Warcraft: The Beginning – Filmkritik & Trailer

           

Warcraft: The Beginning – Die Story

Bis eben war Azeroth, von König Llane Wrynn (Dominic Cooper) regiert, eine friedlich Welt, in der die unterschiedlichen Gruppen nebeneinander her existieren, da öffnet sich ein großes Portal und Orcs, unter der Führung von Gul’dan (Daniel Wu), dringen in die Welt und bringen Tod und Zerstörung mit sich.

Der junge Magier Khadgar (Ben Schnetzer), des Königs bester Kämpfer Anduin Lothar (Travis Fimmel) und der Medivh (Ben Foster), der magische Wächter über das Königreich, machen sich auf, um sich dem Gegner entgegen zu stellen. Unterwegs stoßen sie dabei auf die geheimnisvolle Garona (Paula Patton), halb Mensch, halb Orc, die sich als hilfreich erweist.

Doch Gul’dan, der Hexenmeister der Orc, verfügt über eine mächtige und zerstörerische Magie, die alles vernichtet, das sich ihr in den Weg stellt. Und so entbrennt ein furchtbarer Kampf, der viele Opfer fordert.

Doch im Laufe der kriegerischen Auseinandersetzungen kommt der junge Orc-Häuptling Durotan (Toby Kebell) ins Grübeln, je mehr er sieht, was die Macht der finsteren Magie des Hexenmeisters vermag. Und so beschließt er, gemeinsame Sache mit dem Feind, den Menschen zu machen, in der Hoffnung, dass noch nicht alles zu spät ist.

 

 

„Sie greifen uns an!“

Viele Jahre sind vergangen, seit der ersten Idee, aus dem Spiel Warcraft und seinen Fortsetzungen, einen Film zu machen. Nun, 2016, ist es endlich soweit. Und wie es das ungeschriebene Gesetz für Spieleverfilmungen so will, spalten sich die Fans der Marke in die Jubler, die alles gut finden und die Meckerer, für die das alles nicht gut umgesetzt wurde.

Dabei ist es einmal mehr, wie so oft, die Wahrheit liegt irgendwo dazwischen.

Wenn man „Warcraft: The Beginning“ in der 3D Version ansieht, fällt einem, zuallererst positiv, die 3D Umsetzung auf. Hier wurde sinnvoll, funktional und an den richtigen Stellen die Tiefe und Räumlichkeit inszeniert. Es bleibt stimmig, nie störend und verstärkt den Aha-Effekt an einigen Stellen gekonnt. Daneben sind CGI und Kulissen, zwar nicht ganz auf Herr der Ringe Niveau, aber dennoch, ein echter Hingucker. Viele Orte wurden wundervoll in Szene gesetzt und lassen den Film optisch erstrahlen.

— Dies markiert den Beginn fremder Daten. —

PR #243, opened 2024-07-24
Set superclass field for EtsClass

zishkaz:


jacodb-ets/src/main/kotlin/org/jacodb/ets/model/EtsSignature.kt
```diff
@@ -65,6 +65,10 @@ data class EtsClassSignature(
             name
         }
     }
+
+    override fun equals(other: Any?): Boolean = (other as? EtsClassSignature)?.let { sig ->
```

Wo sich viele Geister scheiden ist der Look der Orcs, angelehnt an das Aussehen der Figuren aus dem Spiel, entsteht so ein etwas „künstlicherer“ Look, als etwa beim bereits erwähnten Herr der Ringe. Das kommt bei den einen Zuschauern (juhu, näher am Spiel dran) gut an, bei den anderen (viel zu unecht) eher weniger. Verständlich sind beide Argumente, aus Sicht der Herkunft betrachtet, macht das Aussehen der Orcs aber durchaus Sinn und ist stimmig.

Stimmig sind auch die dargestellten Figuren und deren Umsetzung durch die Schauspieler. Der Cast, der größtenteils nicht aus den ganz bekannten Gesichtern der Hollywood Filmlandschaft besteht (die meisten Datsteller kennt man aus Serien oder Nebenrollen), macht seine Sache nämlich richtig gut. Auch wenn die Handlung und die Erzählgeschwindigkeit nicht immer viel Platz für schauspielerischen Tiefgang lassen, die Darsteller schaffen es dennoch, ihren Figuren echtes Leben einzuhauchen. Lediglich der Warcraft Veteran könnte hier etwas zu meckern finden, da nicht alle Figuren bzw. Darsteller genau dem entsprechen, was das Spiel vorgibt, aber darüber sollte man hinwegsehen können.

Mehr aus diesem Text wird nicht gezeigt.